Exercise directions: Some entries follow. Reproduce exactly the lines starting at the one with "Fixes: #5315 - Make" and stopping after the one with "To be able to set".

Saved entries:
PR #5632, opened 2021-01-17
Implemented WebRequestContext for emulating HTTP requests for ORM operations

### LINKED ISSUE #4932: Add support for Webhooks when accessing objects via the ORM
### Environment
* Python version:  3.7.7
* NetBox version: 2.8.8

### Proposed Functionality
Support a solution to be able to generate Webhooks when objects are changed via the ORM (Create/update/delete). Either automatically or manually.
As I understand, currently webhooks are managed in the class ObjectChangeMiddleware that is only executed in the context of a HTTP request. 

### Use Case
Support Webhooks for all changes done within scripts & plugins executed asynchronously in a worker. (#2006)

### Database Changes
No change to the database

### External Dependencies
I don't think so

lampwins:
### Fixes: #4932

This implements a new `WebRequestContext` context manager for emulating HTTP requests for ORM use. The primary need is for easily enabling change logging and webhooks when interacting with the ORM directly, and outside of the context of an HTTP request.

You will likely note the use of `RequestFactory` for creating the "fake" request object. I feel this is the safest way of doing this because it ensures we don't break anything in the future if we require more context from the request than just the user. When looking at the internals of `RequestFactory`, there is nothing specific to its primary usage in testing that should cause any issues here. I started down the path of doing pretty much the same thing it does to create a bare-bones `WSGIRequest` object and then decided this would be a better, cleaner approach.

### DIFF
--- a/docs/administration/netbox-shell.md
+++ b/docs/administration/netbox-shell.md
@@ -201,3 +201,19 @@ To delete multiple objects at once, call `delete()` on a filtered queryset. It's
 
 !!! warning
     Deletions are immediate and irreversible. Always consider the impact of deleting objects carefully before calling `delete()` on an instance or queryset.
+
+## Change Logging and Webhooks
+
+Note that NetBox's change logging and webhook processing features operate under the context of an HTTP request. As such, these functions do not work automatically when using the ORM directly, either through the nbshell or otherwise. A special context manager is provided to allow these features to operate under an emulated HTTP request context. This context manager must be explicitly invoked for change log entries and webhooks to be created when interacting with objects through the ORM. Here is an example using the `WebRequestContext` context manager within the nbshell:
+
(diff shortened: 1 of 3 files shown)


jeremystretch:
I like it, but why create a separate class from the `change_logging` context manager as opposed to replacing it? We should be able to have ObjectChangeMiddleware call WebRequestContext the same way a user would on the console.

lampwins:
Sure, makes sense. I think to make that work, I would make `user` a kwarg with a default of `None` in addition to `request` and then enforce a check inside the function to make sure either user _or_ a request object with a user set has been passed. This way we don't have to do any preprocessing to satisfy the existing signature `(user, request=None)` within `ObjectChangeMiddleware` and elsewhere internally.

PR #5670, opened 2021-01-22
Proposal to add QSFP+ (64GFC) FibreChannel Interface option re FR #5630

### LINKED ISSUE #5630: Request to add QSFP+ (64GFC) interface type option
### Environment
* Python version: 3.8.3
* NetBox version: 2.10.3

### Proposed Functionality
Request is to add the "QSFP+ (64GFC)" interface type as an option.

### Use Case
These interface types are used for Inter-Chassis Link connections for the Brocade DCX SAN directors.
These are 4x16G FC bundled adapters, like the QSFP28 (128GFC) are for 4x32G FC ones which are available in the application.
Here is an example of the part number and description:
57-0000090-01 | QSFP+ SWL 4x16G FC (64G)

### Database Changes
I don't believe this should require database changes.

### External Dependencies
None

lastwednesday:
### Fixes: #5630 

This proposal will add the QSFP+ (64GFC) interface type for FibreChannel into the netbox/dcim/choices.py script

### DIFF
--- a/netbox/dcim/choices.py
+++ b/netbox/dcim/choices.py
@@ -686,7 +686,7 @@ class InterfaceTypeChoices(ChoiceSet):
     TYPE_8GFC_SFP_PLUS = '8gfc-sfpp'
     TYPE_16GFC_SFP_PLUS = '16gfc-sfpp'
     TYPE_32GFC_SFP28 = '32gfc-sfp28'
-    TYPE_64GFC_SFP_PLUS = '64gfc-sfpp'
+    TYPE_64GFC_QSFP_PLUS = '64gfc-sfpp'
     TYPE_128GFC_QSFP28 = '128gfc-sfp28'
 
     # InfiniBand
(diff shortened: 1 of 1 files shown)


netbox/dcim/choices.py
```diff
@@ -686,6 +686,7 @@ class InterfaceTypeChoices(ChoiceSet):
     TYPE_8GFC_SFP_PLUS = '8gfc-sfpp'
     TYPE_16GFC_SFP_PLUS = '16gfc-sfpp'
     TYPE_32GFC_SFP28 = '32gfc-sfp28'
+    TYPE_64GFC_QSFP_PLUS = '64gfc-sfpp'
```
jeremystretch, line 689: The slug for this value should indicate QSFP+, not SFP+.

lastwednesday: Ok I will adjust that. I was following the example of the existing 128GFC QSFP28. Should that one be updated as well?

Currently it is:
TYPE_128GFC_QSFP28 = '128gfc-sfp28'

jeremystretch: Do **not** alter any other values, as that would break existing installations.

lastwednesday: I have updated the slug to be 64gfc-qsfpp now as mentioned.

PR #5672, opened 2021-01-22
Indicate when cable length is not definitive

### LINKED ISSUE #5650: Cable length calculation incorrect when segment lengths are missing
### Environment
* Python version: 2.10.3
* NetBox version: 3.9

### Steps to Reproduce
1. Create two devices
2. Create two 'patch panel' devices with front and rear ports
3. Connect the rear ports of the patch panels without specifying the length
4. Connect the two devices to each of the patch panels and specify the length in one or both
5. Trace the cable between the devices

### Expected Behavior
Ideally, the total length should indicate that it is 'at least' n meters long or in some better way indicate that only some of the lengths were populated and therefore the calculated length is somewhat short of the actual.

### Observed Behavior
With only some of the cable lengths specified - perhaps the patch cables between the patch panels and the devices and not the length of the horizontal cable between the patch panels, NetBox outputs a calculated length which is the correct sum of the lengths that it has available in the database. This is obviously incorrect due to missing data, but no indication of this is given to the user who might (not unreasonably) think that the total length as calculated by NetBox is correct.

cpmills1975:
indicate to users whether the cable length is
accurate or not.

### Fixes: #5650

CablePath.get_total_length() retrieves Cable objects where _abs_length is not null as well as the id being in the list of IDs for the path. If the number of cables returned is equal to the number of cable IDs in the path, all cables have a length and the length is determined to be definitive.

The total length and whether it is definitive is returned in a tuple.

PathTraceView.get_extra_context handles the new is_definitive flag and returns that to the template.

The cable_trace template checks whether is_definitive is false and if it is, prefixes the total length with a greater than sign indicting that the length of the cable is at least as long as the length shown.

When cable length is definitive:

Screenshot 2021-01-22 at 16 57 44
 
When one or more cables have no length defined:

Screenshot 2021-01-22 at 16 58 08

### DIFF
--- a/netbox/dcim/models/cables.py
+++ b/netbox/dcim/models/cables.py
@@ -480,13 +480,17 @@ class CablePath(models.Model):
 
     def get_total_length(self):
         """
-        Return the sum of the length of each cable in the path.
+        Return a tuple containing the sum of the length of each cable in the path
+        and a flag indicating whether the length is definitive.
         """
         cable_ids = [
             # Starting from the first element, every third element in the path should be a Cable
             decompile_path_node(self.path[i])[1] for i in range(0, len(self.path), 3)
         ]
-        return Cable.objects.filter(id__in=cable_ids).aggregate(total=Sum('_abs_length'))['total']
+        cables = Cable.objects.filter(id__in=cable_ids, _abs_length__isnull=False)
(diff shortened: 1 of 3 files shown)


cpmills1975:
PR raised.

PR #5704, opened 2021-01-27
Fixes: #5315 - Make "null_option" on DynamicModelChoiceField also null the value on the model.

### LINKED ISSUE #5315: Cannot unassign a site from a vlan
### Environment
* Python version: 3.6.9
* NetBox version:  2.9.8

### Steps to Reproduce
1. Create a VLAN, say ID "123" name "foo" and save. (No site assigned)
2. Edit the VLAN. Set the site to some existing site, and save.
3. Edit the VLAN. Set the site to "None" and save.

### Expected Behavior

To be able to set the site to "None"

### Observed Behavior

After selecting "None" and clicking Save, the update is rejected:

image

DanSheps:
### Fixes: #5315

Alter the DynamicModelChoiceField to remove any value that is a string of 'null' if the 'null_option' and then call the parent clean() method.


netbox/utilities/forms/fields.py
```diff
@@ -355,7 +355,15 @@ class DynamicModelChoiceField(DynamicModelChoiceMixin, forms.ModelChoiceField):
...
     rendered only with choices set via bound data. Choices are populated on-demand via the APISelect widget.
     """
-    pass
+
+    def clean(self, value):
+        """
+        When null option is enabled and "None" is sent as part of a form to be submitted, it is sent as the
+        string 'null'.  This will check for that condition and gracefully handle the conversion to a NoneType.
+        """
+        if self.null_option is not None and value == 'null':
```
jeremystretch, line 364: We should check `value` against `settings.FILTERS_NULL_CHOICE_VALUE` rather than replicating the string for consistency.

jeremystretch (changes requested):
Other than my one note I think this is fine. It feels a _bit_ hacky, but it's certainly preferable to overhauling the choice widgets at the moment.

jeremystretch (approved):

Answer space:
Fixes: #5315 - Make "null_option" on DynamicModelChoiceField also null the value on the model.

### LINKED ISSUE #5315: Cannot unassign a site from a vlan
### Environment
* Python version: 3.6.9
* NetBox version:  2.9.8

### Steps to Reproduce
1. Create a VLAN, say ID "123" name "foo" and save. (No site assigned)
2. Edit the VLAN. Set the site to some existing site, and save.
3. Edit the VLAN. Set the site to "None" and save.

### Expected Behavior

To be able to set the site to "None"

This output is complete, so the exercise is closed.